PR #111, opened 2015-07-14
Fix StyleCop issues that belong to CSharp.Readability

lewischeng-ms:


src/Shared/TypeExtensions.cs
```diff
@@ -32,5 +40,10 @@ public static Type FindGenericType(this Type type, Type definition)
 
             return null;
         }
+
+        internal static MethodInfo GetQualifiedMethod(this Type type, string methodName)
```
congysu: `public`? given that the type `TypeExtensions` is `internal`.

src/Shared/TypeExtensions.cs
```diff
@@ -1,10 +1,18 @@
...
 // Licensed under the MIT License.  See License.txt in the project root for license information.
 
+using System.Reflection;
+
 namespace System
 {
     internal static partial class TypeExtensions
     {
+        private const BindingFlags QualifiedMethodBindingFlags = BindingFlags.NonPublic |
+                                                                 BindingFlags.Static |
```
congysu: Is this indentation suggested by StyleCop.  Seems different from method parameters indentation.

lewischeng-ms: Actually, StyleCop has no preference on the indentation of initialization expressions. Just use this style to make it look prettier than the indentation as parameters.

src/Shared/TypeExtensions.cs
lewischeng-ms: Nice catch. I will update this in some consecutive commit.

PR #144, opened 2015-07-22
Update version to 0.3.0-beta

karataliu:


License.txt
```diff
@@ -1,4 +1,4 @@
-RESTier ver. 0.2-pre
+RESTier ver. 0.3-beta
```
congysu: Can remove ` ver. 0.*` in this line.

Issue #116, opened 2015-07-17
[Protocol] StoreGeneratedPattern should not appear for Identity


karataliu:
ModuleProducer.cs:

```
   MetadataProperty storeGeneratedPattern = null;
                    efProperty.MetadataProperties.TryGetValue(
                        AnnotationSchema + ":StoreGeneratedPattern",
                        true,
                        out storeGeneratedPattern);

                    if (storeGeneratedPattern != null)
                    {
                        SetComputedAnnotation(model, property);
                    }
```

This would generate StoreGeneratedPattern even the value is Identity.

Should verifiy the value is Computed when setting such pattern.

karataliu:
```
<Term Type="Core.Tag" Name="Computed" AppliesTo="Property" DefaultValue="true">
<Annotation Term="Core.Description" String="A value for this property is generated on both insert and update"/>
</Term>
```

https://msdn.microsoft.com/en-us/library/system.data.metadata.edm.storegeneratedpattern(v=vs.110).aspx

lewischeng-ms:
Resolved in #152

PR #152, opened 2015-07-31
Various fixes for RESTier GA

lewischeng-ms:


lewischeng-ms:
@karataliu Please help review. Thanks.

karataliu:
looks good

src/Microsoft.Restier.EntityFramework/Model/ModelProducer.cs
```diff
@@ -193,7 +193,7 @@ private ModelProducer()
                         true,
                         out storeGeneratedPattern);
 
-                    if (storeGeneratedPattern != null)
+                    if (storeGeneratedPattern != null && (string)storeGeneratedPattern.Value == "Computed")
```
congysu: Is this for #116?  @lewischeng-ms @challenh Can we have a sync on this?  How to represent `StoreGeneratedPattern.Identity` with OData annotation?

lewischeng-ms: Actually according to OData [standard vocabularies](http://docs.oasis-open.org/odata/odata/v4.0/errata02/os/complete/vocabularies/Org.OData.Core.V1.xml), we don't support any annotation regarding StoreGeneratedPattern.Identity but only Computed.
===============
Every line where "License" appears must be returned from the listing above.

Response below ->
 // Licensed under the MIT License.  See License.txt in the project root for license information.
License.txt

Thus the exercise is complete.